Polanco is another of the more boring safe types, and I don't have much interest in him at this price – his career high in homers before last season's 33 was 22. Seager is the most interesting to me in this tier, and someone I'm pretty happy to get if I have stolen bases already taken care of by this point in the draft. The move from Dodger Stadium to Globe Life Park is a negative one, for sure, but that shouldn't matter too much for someone who hits the ball like Seager does. His skill set should play anywhere, and his 2020 and 2021 results combined show the upside: .306 average, 31 HR, 98 RBI, 92 R in 147 games. Injuries are the concern here, but his absence last season was due to a hit-by-pitch, not a recurrence of the elbow and hip issues that derailed him circa 2018. I just don't necessarily think he's as risky as everyone else, I guess. Seager is my No. 5 SS and a top-40 player for me. 

Tier 6

Correa has similarly managed to put his injury woes behind him over the past couple of seasons, and he managed 26 HR and 196 combined R+RBI as a result. That doesn't seem like the ceiling for a 27-year-old who had 21 homers in 75 games in 2019. His price will rise whenever he signs somewhere, and it should.

Witt's price is probably about right, bordering on a bit too high. He's arguably the top prospect in baseball and has a real chance to be on the Opening Day roster for the Royals, with a skill set that could be incredibly valuable for Fantasy. He hit 33 homers and stole 29 bases while hitting .290 last season, and his ultimate upside rests inside the first round of Fantasy drafts. Of course, he's also a 22-year-old with a limited track record in the minors, which means he's not a sure thing yet. He's worth taking the flier on at this price, especially if you're looking for some SB upside at something less than a premium. 

Tier 7

This is some of the excellent depth at the position. Cronenworth is seemingly eligible everywhere, and while he's not a Fantasy standout at any one position, that versatility has value. You can say something similar about Taylor, whose stolen bases also make him a fine piece for a CI or MI spot especially. And Swanson … well, he's settled in as a jack of all trades, master of none type who will help in all five categories without being a standout anywhere. 

But Adames is my favorite of the group. In retrospect, it seems pretty clear that Tropicana Field was holding him back in his time with the Rays, and he looked like a real difference maker following his trade to the Blue Jays. He hit .285/.366/.521 with a 33-home, 95-RBI, 100-R, 7-SB pace in his final 99 games. I'm buying in, and he's the last player I feel good about if I end up with him as my starting SS.

Tier 7

Rosario is someone I find myself somewhat interested in – he's shown flashes of being a better hitter recently and the stolen bases are nice.
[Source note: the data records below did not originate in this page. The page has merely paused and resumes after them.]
PR #2279, opened 2019-10-13
Add automated page and post makers

raviriley:

## Summary

I built scripts to automatically create pre-formatted post and page markdown files. 
I'm not sure if this is the right place to add them, but I think these could be very useful to people.

## Context

Not related to any issues.

### DIFF
--- a/docs/_pages/newpage.sh
+++ b/docs/_pages/newpage.sh
@@ -1,0 +1,12 @@
+echo "page title: (ex: My Projects)"
+read title
+#echo "filename is lowercase and -'d title, i.e. my-portfolio"
+name=${title,,} #to lower case
+file=${name// /-}.md #replace spaces with - and adds .md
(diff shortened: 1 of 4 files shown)


mmistakes:
Think this is better left out of the theme. She’ll scripts don’t have universal support in all environments... especially on Windows.

There are also many plugins, Gems, projects, and other scripts that do similar things in Jekyll.

raviriley:
I understand if you don't want to include it. 

I am on Windows, and made this so it would run on Windows or a UNIX OS. It worked on my friend's Mac and a Ubuntu server. Most Windows users with GitHub have Git and Git Bash installed, which means they can do bash scripting. 

Maybe a link to my scripts could be added in to documentation somewhere?

mmistakes:
Would probably do more good linking to them on Jekyll docs resource page than the theme’s.

https://jekyllrb.com/resources/

PR #2292, opened 2019-10-20
Added more advanced example

lsolesen:

## Summary

I have added a form example using some of the stylesheets.

The example reveals a couple of things.

- Legends for fieldsets containing radio and checkboxes should probably be left aligned?
- Fieldsets are not separated in the layout
- It is not clear what form-group is used for
- It would be cool if it was possible to make a little more structured layout when using input-mini and input-small

Right now it looks like this on /markup/markup-html-tags-and-formatting/:

Screenshot

If it was possible to use the classes for some sort of alignment - e.g.

Screenshot (22)

I think I more or less captured all the classes found in the code, but might be missing some.

### DIFF
--- a/_sass/minimal-mistakes/_forms.scss
+++ b/_sass/minimal-mistakes/_forms.scss
@@ -277,8 +277,7 @@ select:focus {
 }
 
 .form-inline .radio,
-.form-inline .checkbox,
-.form-inline .radio {
+.form-inline .checkbox {
   padding-left: 0;
   margin-bottom: 0;
   vertical-align: middle;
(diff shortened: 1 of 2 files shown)


lsolesen:
@mmistakes I added a little more markup trying to guess what the preferred markup for forms should be. I think it would be awesome to add the preferred way of marking up forms into the docs.

iBug:
LGTM, why stale?

lsolesen:
@mmistakes I am not quite sure why this ended up as stale. I think it is a beneficial addition to the docs?

PR #2328, opened 2019-11-21
Fix unreadable code blocks in notices

iBug:
This is a bug fix.

Before this patch, code blocks `<pre><code>` in notices are hardly readable:

> before

After this patch, they look certainly better!

> after


mmistakes:
Looks good, thanks!

PR #2334, opened 2019-11-27
If URL is external links to open link in new tab

llovvoll:

## Summary

I think readers always leave the current page if they click on the URL. It is a very bad experience, so I added the judgment (hostname), if the URL is an external link, open link in new tab, and if it is an internal link, change the current page

P.S. English is not my primary language, please forgive me

## Context

Not related to any existing GitHub issue.

## Demo
[https://ovvo.cc/my-develop-settings-when-reinstall/](https://ovvo.cc/my-develop-settings-when-reinstall/)


mmistakes:
Forcing external links into a new window is a bad user experience in my opinion for all the reasons mentioned in this article.

PR #2339, opened 2019-12-04
Fix schema.org dates to ISO-8601

perelo:
This is a bug fix.

## Summary
It seems that [schema.org's *date* data type](https://schema.org/Date) should be ISO-8601. So I updated `datePublished` and `dateModified` format to [`date_to_xmlschema`](https://jekyllrb.com/docs/liquid/filters/).

### DIFF
--- a/_includes/comment.html
+++ b/_includes/comment.html
@@ -13,7 +13,7 @@
     <p class="comment__date">
       {% if include.date %}
         {% if include.index %}<a href="#comment{{ include.index }}" itemprop="url">{% endif %}
-        <time datetime="{{ include.date | date_to_xmlschema }}" itemprop="datePublished">{{ include.date | date: "%B %d, %Y at %I:%M %p" }}</time>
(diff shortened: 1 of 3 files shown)


_includes/comment.html
```diff
@@ -13,7 +13,7 @@ <h3 class="comment__author" itemprop="author" itemscope itemtype="https://schema
     <p class="comment__date">
       {% if include.date %}
         {% if include.index %}<a href="#comment{{ include.index }}" itemprop="url">{% endif %}
-        <time datetime="{{ include.date | date_to_xmlschema }}" itemprop="datePublished">{{ include.date | date: "%B %d, %Y at %I:%M %p" }}</time>
+        <time datetime="{{ include.date | date_to_xmlschema }}" itemprop="datePublished">{{ include.date | date_to_xmlschema }}</time>
```
mmistakes: `<time>` is already using `date_to_xmlschema` for the `datetime` attribute. My understanding the time between `<time></time>` is the human readable format and not used.

perelo: You're [right](https://schema.org/docs/gs.html#advanced_dates) ! I reverted it.

PR #2340, opened 2019-12-04
Specify margin-top for archive_item-title

statzhero:
## Summary 
Don't know if this is an idiosyncratic edit for my local version of MM only (made some design changes), but it fixed my issue of too much top margin for the "recent post" section. Please ignore if not relevant (but do explain as I'm curious to learn). Thanks!

This is a bug fix.

## Context
No

### DIFF
--- a/_sass/minimal-mistakes/_archive.scss
+++ b/_sass/minimal-mistakes/_archive.scss
@@ -44,6 +44,7 @@
 }
 
 .archive__item-title {
+  margin-top: 0.5em;
   margin-bottom: 0.25em;
   font-family: $sans-serif-narrow;
   line-height: initial;


mmistakes:
Where are you using it as depending on the context `margin-top: 0` is applied.

For example on this page:
- https://mmistakes.github.io/minimal-mistakes/year-archive/

statzhero:
This is for, I believe, the `h3` posts in archive-single.html

I should explain that I'm not really sure what's going on, just that it worked.

mmistakes:
Do you have an example? Because the link above is using archive single and it doesn't have the padding issue.

Unless it's just a matter of preference where you don't like the spacing. If that's the case then this is something better left in your personal fork of the theme.

statzhero:
You're most probably right, so just ignore it. I added the below to a `layout: categories` page, but can't remember how exactly I got there. 

```
<h3 class="archive__subtitle">{{ site.data.ui-text[site.locale].recent_posts | default: "Recent Posts" }}</h3>

{% for post in site.posts limit: 3 %}
  {% include archive-single.html %}
{% endfor %}
```

mmistakes:
Not sure what you're goal was, but `layout: categories` is meant to show posts from a specific category, not recent posts. `layout: home` is better for that.

And the reason your margin's seemed large between the titles is you need to wrap it in a section tag with a specific class (`.taxonomy__section`). This applies `margin-top: 0` to the titles.

See below:

```html
<section id="{{ category[0] | slugify | downcase }}" class="taxonomy__section">
  <h2 class="archive__subtitle">{{ category[0] }}</h2>
    <div class="entries-{{ page.entries_layout | default: 'list' }}">
      {% for post in category.last %}
        {% include archive-single.html type=page.entries_layout %}
      {% endfor %}
    </div>
    <a href="#page-title" class="back-to-top">{{ site.data.ui-text[site.locale].back_to_top | default: 'Back to Top' }} &uarr;</a>
</section>
```

https://github.com/mmistakes/minimal-mistakes/blob/master/_layouts/categories.html#L31-L39

statzhero:
thank you!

I just wish he was closer to 200th overall than 150. All in all, this is a fine tier for MI or bench options, though I prefer to take these guys when they slide rather than reaching for them at price. One exception is Urias, who showed some real gains as a power hitter in the second half last season, as he focused more on hitting the ball in the air to the pull side. With his contact skills, that could make him a sneaky-good option, and I don't see a significant difference in skill set between him and Jonathan India

Tier 9 

I'll just single out the guys I like in this tier: Cruz, who I added to my most recent breakouts column and who is starting to remind me a lot of Aaron Judge as a rookie – that's not an entirely unreasonable comp; Crawford, whose bounceback started in 2020 before he cemented it in 2021. Everyone else in this tier feels like an afterthought for me, or someone you're only targeting for a specific need late in drafts; cheap power, in the case of Suarez, average with Lopez or Urshela, or cheap speed from Rojas, Jimenez or Villar.